Reproduce exactly the lines that run from the start of the records below to the line with "This is already", inclusive.

(Collected data entries)
--- START ---
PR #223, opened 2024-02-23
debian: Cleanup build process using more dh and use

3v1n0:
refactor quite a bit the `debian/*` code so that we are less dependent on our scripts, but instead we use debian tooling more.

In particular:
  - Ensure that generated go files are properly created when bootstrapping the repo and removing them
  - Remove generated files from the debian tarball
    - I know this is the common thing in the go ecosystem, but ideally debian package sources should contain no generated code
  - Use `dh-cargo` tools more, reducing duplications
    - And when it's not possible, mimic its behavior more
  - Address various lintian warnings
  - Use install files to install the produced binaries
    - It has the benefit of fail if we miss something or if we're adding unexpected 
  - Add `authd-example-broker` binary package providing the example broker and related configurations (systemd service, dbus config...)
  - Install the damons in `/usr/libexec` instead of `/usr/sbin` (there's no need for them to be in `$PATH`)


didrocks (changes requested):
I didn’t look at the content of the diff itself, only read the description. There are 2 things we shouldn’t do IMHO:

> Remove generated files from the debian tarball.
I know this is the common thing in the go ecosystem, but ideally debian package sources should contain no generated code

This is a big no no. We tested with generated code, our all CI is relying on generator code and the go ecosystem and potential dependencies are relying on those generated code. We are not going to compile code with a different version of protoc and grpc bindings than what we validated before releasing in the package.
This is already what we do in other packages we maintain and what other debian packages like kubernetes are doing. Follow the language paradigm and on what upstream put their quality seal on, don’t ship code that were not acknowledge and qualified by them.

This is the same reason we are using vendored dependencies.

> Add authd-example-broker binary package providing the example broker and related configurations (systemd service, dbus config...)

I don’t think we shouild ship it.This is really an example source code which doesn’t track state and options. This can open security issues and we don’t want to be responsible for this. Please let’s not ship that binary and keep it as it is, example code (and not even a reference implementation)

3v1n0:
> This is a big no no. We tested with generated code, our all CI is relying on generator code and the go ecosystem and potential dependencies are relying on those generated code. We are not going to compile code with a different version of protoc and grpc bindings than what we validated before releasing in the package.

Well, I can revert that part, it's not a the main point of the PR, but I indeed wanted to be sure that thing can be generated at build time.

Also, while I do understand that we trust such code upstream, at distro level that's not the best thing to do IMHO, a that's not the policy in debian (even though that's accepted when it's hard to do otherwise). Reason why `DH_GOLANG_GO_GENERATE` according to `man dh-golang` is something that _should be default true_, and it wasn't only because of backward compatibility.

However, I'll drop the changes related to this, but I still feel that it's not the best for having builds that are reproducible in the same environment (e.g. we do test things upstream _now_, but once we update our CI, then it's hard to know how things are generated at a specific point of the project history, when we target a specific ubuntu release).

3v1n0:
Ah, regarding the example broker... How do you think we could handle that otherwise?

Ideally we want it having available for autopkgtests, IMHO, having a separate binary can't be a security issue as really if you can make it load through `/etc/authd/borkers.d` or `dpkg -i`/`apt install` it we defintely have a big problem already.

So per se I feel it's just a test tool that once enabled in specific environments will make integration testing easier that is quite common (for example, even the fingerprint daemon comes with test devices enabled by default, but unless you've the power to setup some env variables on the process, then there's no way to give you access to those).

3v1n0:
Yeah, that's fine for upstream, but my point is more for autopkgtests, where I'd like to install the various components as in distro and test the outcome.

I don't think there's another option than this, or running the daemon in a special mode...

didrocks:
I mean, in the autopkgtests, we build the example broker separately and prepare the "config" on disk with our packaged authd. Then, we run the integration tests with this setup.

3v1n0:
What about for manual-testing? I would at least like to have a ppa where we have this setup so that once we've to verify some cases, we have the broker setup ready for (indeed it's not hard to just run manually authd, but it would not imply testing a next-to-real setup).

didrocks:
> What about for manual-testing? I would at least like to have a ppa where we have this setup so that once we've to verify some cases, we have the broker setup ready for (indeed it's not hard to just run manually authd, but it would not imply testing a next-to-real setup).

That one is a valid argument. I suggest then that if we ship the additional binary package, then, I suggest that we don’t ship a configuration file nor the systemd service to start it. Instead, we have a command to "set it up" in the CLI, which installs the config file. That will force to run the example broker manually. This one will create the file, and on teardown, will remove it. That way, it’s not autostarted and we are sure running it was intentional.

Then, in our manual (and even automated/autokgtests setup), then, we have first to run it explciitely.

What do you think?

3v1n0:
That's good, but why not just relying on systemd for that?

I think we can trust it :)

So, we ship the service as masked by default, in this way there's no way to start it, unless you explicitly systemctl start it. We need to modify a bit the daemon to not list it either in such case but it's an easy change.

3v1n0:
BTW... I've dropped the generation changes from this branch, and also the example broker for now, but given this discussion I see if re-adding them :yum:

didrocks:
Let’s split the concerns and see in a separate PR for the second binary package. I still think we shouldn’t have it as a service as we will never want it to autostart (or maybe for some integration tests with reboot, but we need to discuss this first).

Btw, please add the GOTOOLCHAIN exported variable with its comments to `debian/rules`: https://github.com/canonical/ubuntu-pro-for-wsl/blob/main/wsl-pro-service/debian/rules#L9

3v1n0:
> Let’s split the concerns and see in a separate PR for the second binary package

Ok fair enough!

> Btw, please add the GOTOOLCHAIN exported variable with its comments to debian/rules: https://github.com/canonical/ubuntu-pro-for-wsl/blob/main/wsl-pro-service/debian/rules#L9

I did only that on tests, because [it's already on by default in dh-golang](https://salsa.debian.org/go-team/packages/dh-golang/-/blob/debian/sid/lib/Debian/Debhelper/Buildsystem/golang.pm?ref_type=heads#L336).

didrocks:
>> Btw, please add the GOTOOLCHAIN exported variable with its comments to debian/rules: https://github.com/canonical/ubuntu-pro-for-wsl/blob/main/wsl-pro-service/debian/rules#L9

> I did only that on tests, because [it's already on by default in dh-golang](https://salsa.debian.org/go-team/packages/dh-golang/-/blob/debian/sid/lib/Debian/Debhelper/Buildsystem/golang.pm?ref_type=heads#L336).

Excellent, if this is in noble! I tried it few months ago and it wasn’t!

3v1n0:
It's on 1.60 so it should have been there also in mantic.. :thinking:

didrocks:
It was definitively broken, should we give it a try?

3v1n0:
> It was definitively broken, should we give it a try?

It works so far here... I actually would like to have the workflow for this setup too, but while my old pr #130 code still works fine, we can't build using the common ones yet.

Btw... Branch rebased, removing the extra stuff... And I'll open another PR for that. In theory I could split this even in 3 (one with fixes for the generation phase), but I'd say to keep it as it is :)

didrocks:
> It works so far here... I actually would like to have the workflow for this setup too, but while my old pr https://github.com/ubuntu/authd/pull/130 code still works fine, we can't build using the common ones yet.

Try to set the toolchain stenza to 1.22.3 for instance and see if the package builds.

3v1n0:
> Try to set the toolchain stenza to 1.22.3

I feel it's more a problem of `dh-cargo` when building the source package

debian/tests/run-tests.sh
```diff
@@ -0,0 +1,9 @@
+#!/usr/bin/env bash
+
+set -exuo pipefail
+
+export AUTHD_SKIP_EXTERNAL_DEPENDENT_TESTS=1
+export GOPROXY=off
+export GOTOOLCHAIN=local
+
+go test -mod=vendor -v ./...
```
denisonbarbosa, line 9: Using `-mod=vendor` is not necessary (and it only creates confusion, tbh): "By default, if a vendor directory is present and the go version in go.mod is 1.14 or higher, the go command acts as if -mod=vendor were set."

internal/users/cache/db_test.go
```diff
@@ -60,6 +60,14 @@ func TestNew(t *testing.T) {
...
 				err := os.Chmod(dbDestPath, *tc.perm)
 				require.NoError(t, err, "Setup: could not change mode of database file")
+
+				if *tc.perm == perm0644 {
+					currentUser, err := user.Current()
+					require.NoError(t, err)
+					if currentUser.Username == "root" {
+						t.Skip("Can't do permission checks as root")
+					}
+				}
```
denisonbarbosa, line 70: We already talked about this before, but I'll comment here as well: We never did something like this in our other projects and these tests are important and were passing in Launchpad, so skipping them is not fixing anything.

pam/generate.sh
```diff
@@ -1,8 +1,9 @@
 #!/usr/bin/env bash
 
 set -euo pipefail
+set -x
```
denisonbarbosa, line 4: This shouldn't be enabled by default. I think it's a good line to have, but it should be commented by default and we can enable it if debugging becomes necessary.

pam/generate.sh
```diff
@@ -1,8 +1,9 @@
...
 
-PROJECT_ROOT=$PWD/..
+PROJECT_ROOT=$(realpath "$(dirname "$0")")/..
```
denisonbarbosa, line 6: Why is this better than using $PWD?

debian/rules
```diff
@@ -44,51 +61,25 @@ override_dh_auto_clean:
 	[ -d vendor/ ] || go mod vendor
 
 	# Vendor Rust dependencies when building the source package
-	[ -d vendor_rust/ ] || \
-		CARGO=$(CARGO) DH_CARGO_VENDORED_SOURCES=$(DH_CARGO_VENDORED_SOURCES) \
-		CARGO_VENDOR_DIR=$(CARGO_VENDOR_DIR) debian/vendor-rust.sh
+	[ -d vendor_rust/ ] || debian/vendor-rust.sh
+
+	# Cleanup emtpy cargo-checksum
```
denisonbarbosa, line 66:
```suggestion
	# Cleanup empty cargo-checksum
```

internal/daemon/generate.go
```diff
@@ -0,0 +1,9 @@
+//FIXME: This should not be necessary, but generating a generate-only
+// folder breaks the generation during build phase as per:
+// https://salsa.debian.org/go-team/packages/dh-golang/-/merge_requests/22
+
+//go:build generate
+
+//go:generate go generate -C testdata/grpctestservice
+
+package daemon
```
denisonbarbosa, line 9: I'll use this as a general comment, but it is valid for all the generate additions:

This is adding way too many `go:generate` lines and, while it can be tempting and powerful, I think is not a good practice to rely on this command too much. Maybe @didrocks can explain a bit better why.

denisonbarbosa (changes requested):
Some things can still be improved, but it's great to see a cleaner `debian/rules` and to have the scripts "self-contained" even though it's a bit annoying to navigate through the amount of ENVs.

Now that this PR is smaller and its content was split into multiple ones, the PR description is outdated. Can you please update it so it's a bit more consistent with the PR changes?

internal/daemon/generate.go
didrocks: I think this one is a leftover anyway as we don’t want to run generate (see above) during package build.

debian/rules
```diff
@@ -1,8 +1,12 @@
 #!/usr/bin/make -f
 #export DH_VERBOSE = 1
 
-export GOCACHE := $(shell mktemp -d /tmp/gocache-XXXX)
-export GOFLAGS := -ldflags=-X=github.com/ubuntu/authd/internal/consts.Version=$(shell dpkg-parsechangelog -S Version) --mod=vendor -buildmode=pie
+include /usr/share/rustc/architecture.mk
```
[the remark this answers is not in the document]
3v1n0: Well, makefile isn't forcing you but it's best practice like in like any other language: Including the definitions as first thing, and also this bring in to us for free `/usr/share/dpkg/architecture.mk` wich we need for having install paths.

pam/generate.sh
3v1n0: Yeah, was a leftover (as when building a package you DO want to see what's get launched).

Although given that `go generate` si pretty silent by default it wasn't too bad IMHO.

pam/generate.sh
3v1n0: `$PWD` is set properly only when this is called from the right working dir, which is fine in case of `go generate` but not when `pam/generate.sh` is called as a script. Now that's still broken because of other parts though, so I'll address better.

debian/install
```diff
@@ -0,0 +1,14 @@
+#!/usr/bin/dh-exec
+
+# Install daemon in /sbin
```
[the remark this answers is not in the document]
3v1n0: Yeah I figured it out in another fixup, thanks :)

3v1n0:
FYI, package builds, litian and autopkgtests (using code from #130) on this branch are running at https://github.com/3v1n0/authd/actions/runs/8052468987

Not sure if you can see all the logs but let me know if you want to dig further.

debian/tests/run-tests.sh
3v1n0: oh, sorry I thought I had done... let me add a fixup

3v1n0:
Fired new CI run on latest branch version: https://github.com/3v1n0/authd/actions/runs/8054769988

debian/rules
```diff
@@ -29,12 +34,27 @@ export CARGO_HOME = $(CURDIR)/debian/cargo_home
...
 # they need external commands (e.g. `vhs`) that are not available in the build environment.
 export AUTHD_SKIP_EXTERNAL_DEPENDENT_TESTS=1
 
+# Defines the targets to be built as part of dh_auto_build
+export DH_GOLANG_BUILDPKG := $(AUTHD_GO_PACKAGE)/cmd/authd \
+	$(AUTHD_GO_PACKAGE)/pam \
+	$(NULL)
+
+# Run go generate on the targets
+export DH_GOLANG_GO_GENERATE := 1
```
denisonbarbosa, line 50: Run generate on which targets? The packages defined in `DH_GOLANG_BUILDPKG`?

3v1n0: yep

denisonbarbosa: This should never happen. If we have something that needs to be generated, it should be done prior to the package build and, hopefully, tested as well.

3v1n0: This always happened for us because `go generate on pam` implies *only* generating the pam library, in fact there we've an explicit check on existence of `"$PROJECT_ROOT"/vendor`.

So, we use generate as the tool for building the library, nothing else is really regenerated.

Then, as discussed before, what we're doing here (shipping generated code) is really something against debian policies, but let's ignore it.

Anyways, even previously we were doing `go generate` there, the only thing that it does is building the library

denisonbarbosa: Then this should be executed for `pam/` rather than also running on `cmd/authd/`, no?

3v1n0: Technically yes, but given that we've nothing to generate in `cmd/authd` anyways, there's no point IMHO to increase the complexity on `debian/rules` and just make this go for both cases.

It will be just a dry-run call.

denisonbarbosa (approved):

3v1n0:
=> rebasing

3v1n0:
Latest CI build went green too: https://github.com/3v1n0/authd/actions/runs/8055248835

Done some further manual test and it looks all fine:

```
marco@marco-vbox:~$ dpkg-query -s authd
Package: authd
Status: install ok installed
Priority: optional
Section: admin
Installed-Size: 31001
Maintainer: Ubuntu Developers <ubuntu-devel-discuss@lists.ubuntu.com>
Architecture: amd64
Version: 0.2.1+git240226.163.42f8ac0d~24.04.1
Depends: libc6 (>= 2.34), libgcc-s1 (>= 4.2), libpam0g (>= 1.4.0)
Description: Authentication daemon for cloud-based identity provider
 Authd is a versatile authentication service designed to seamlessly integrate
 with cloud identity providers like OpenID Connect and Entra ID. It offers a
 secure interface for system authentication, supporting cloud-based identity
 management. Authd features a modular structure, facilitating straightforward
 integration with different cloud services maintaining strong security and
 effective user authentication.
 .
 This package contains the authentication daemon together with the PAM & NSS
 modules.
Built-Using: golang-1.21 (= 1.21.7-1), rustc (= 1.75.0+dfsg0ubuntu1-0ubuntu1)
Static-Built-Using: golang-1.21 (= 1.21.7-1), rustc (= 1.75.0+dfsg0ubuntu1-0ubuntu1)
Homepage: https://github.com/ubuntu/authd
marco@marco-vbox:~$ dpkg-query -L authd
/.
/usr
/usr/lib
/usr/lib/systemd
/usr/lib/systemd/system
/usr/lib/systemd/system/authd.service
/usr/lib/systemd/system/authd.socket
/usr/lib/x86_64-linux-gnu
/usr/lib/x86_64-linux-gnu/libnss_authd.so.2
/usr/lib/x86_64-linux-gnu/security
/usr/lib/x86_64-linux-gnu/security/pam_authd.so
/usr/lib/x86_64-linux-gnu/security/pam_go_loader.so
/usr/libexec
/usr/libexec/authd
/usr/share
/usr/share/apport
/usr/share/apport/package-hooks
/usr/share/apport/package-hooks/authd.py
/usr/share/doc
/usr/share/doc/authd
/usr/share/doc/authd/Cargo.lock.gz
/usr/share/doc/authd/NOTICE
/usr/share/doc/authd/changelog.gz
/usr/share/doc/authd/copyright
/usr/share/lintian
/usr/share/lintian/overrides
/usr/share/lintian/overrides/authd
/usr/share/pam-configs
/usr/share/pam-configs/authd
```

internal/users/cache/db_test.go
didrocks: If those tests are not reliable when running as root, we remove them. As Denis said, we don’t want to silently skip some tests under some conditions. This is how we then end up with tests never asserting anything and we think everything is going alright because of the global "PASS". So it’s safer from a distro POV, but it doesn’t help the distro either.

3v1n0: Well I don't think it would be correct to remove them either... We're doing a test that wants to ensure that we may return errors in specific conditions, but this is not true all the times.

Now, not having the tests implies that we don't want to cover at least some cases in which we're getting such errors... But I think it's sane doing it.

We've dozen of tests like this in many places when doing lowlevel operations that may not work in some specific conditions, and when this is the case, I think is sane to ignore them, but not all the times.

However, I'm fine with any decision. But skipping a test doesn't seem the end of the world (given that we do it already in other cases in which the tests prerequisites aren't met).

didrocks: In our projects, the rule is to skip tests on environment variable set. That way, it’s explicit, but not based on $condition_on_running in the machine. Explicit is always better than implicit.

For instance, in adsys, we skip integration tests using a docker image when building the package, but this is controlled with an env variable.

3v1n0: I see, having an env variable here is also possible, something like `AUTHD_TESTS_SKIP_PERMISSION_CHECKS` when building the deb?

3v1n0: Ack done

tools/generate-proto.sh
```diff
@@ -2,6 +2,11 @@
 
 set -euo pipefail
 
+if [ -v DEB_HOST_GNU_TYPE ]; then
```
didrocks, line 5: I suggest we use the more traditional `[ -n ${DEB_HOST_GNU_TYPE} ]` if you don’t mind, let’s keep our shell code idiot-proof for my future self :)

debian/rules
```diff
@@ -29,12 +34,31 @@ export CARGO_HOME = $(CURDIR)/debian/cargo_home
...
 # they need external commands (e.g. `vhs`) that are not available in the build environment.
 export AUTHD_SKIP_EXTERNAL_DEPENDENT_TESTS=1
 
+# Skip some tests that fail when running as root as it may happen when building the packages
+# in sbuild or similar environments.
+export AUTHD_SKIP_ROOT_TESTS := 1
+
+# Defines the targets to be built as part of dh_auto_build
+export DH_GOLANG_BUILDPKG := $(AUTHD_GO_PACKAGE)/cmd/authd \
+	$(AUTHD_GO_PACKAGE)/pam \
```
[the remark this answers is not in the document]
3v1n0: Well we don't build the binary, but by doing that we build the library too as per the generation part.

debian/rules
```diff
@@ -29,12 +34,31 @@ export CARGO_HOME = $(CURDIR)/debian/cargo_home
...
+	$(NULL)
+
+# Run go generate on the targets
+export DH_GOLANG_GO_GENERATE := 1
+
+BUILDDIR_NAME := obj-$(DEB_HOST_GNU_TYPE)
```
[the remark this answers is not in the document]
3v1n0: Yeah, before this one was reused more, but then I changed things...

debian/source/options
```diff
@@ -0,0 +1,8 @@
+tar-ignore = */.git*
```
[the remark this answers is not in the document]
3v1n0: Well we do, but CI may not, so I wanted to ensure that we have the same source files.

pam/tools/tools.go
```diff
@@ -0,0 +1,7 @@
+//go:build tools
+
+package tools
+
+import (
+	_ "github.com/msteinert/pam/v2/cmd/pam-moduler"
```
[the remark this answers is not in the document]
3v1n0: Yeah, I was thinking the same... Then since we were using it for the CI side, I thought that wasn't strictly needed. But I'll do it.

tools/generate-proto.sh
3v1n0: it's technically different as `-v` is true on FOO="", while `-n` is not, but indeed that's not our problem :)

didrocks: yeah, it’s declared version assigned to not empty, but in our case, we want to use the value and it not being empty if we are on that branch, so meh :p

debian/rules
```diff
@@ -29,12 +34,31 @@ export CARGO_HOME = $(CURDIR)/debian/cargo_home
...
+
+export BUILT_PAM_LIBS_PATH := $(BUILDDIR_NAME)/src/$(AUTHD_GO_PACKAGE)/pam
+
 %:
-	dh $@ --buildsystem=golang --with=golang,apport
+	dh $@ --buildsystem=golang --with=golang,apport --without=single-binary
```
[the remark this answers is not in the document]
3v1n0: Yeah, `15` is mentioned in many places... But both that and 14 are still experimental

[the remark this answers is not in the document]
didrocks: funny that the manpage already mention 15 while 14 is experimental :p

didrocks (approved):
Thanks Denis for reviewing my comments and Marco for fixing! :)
--- END ---
**Task answer**
PR #223, opened 2024-02-23
debian: Cleanup build process using more dh and use

3v1n0:
refactor quite a bit the `debian/*` code so that we are less dependent on our scripts, but instead we use debian tooling more.

In particular:
  - Ensure that generated go files are properly created when bootstrapping the repo and removing them
  - Remove generated files from the debian tarball
    - I know this is the common thing in the go ecosystem, but ideally debian package sources should contain no generated code
  - Use `dh-cargo` tools more, reducing duplications
    - And when it's not possible, mimic its behavior more
  - Address various lintian warnings
  - Use install files to install the produced binaries
    - It has the benefit of fail if we miss something or if we're adding unexpected 
  - Add `authd-example-broker` binary package providing the example broker and related configurations (systemd service, dbus config...)
  - Install the damons in `/usr/libexec` instead of `/usr/sbin` (there's no need for them to be in `$PATH`)


didrocks (changes requested):
I didn’t look at the content of the diff itself, only read the description. There are 2 things we shouldn’t do IMHO:

> Remove generated files from the debian tarball.
I know this is the common thing in the go ecosystem, but ideally debian package sources should contain no generated code

This is a big no no. We tested with generated code, our all CI is relying on generator code and the go ecosystem and potential dependencies are relying on those generated code. We are not going to compile code with a different version of protoc and grpc bindings than what we validated before releasing in the package.
This is already what we do in other packages we maintain and what other debian packages like kubernetes are doing. Follow the language paradigm and on what upstream put their quality seal on, don’t ship code that were not acknowledge and qualified by them.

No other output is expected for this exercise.